Physical, sur Apple TV+

Les abdos de la colère

Première création d’Annie Weisman, l’une des productrices de Desperate Housewives, Physical propulse Rose Byrne dans le monde de l’aérobic des années 80 et brosse le portrait d’une femme au bord de l’implosion. Les intentions sont bonnes, mais le ton n’y est pas.

Par Perrine Quennesson

18 juin 2021
Temps de lecture 5 min

Physical

Bande-Annonce

Productrice de télé depuis plus de dix ans, Annie Weisman collectionne les séries qui s’attaquent à l’image d’Épinal de la perfection au féminin. Des sorcières rebelles d’Eastwick (2009) à l’ado snob et névrosée de Surbugatory (2014) ;  des femmes au foyer aux secrets morbides de Desperate Housewives (dont elle a accompagné les deux dernières saisons) à la super-maman/patronne/bonne copine en surchauffe d’I Feel Bad (2018)… Sa filmo de productrice a toujours déjoué les clichés en privilégiant les héroïnes complexes, incarnations peu reluisantes des pressions qui pèsent sur les femmes. Sa première série en tant que créatrice et showrunneuse, Physical, ne déroge pas à la règle. Dans les années 80, on y suit Sheila Rubin, une mère de famille dépressive, victime de troubles alimentaires, qui retrouve peu à peu son énergie physique et mentale grâce à l’aérobic. Jusqu’à créer son propre empire.

« Sheila est la fois bien de son temps et annonciatrice d’un narcissisme plus actuel »

Il y a quelque chose de Wall Street en lycra dans cette chronique sans foi ni loi d’une femme qui gagne sa place au soleil dans l’Amérique reaganienne. Mais Physical n’est pas juste une success story : sa particularité est de nous donner à entendre le flot de pensées de Sheila, d’une violence inouïe, entre haine de soi et mépris des autres.
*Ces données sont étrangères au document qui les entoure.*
PR #3080, opened 2020-08-19
[VIDEOPRT] Define debug variable

disean:
## Purpose

Add useful variable for debugging video drivers. See https://docs.microsoft.com/ru-ru/previous-versions/ff570170(v=vs.85)

### DIFF
--- a/win32ss/drivers/videoprt/videoprt.c
+++ b/win32ss/drivers/videoprt/videoprt.c
@@ -31,6 +31,8 @@
 
 /* GLOBAL VARIABLES ***********************************************************/
 
+ULONG VideoDebugLevel = 0;
+
 BOOLEAN VpBaseVideo = FALSE;
 BOOLEAN VpNoVesa = FALSE;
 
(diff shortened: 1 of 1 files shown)


win32ss/drivers/videoprt/videoprt.c
```diff
@@ -794,6 +798,9 @@ VideoPortDebugPrint(
 {
     va_list ap;
 
+    if (VideoDebugLevel >= DebugPrintLevel)
+        DebugPrintLevel = Error;
```
binarymaster, line 802: Shouldn't it be something like...
```suggestion
    if (VideoDebugLevel != DebugPrintLevel)
        DebugPrintLevel = VideoDebugLevel;
```
Because in your code `DebugPrintLevel` is always assigned with same value. Or I'm not understanding something here. :sweat_smile:

win32ss/drivers/videoprt/videoprt.c
```diff
@@ -294,6 +296,8 @@ IntVideoPortFindAdapter(
                                       SystemBasicInfo.PageSize;
     }
 
+    // FIXME: Check the adapter key and update VideoDebugLevel variable.
```
binarymaster, line 299: It would be nice to fix this thing in this PR :) Probably using `RtlQueryRegistryValues` function.

win32ss/drivers/videoprt/videoprt.c
disean: There's nothing wrong here. The value should be updated on each boot (See FIXME).

PR #3084, opened 2020-08-20
[ADVAPI32] SaferComputeTokenFromLevel(): Stub-plement 'SAFER_TOKEN_NULL_IF_EQUAL' case

SergeGautherie:
Testcase:
LiveCD > XP cmd.exe > regtest.cmd (Twice, to better see.)

For the record, it now triggers an additional log:
`(/dll/win32/kernel32/client/vdm.c:1375) CmdBatNotification() is UNIMPLEMENTED!`

JIRA issue: [CORE-14015](https://jira.reactos.org/browse/CORE-14015)

### DIFF
--- a/dll/win32/advapi32/sec/safer.c
+++ b/dll/win32/advapi32/sec/safer.c
@@ -155,6 +155,26 @@ SaferComputeTokenFromLevel(
     _Inout_opt_ PVOID pReserved)
 {
     FIXME("(%p, %p, %p, 0x%lx, %p) stub\n", LevelHandle, InAccessToken, OutAccessToken, dwFlags, pReserved);
+
+    if (!InAccessToken)
+    {
+        FIXME("(In=NULL): Get thread/process token\n");
+    }
+
+    if (dwFlags == SAFER_TOKEN_NULL_IF_EQUAL)
+    // TODO: if (dwFlags & SAFER_TOKEN_NULL_IF_EQUAL != 0)
+    {
+        // TODO: Compare should eventually be done in other cases too.
+        FIXME("(F=SAFER_TOKEN_NULL_IF_EQUAL): Compare tokens\n");
+
+        // Default to 'not more restrictive' result.
+        *OutAccessToken = NULL;
+        TRACE("(F=SAFER_TOKEN_NULL_IF_EQUAL) returns TRUE\n");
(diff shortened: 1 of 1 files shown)


dll/win32/advapi32/sec/safer.c
```diff
@@ -27,7 +27,8 @@ SaferCreateLevel(
     _Outptr_ SAFER_LEVEL_HANDLE *pLevelHandle,
     _Reserved_ PVOID pReserved)
 {
-    FIXME("(%lu, %lu, %lu, %p, %p) stub\n", dwScopeId, dwLevelId, OpenFlags, pLevelHandle, pReserved);
+    FIXME("%s(%lu, %lu, %lu, %p, %p) stub\n",
+          __FUNCTION__, dwScopeId, dwLevelId, OpenFlags, pLevelHandle, pReserved);
```
learn-more, line 31: Why the function prefix everywhere?
That does not add anything but noise...

GeoB99:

Se répétant à l’envi qu’elle est grosse, rabaissant intérieurement ceux qui l’entourent, passant son temps à se comparer, notre héroïne fielleuse devient l’incarnation pas jojo du revers de la réussite : l’individualisme à tout crin. Et d’annoncer au passage ce que sera le siècle d’après et le règne des réseaux sociaux… Version moins prestigieuse de la Jane Fonda en justaucorps des golden eighties – comme la star hollywoodienne, la femme au foyer de Physical a un passé d’activiste dans les années 60-70 –, Sheila est la fois bien de son temps et annonciatrice d’un narcissisme plus actuel. Pourtant, si Sheila troque ses idéaux pour le culte du corps, c’est d’abord pour soutenir financièrement la campagne électorale de son mari, peu (voire pas) reconnaissant. Physical montre comment la charge mentale des femmes, coincées entre diverses injonctions, les contraignent souvent à renoncer à leur liberté. Le parcours de Sheila est à la fois une ascension sans merci, et l’histoire d’une possible émancipation. La série ne condamne pas son personnage : après tout, si Jane Fonda est revenue à ses combats de jeunesse (l’actrice désormais octogénaire ne loupe pas une manif pour le climat), tout n’est pas perdu pour Sheila… Enfin pas si sûr.

Car Physical, du moins dans cette première saison, ne fait pas grand-chose pour racheter son personnage. Dans cette histoire sur la rage intérieure, le venin envahit tout. Craig Gillespie, qui co-produit et réalise le premier épisode, imprime à la série la même ambiance sombre, aux couleurs désaturées, que dans son film Moi, Tonya, une autre histoire de sport et de femme qui ravale sa haine. L’idée de mettre en lumière un personnage aussi peu aimable peut d’abord avoir quelque chose de distrayant, mais au bout de dix épisodes, le manque d’évolution de Sheila devient contre-productif, et sa colère nous apparaît au mieux ennuyeuse, au pire nauséabonde. C’est d’autant plus dommage que le talent de Rose Byrne, dont l’amplitude de jeu n’est plus à prouver, se retrouve à l’étroit dans la peau de ce personnage unilatéral, peu dessiné, et finalement plus conceptuel que sensible. Pour une fois que la géniale actrice de Damages et Pierre Lapin récoltait le premier rôle… Il y a de quoi fulminer, intérieurement et extérieurement.

Physical est disponible sur Apple TV+.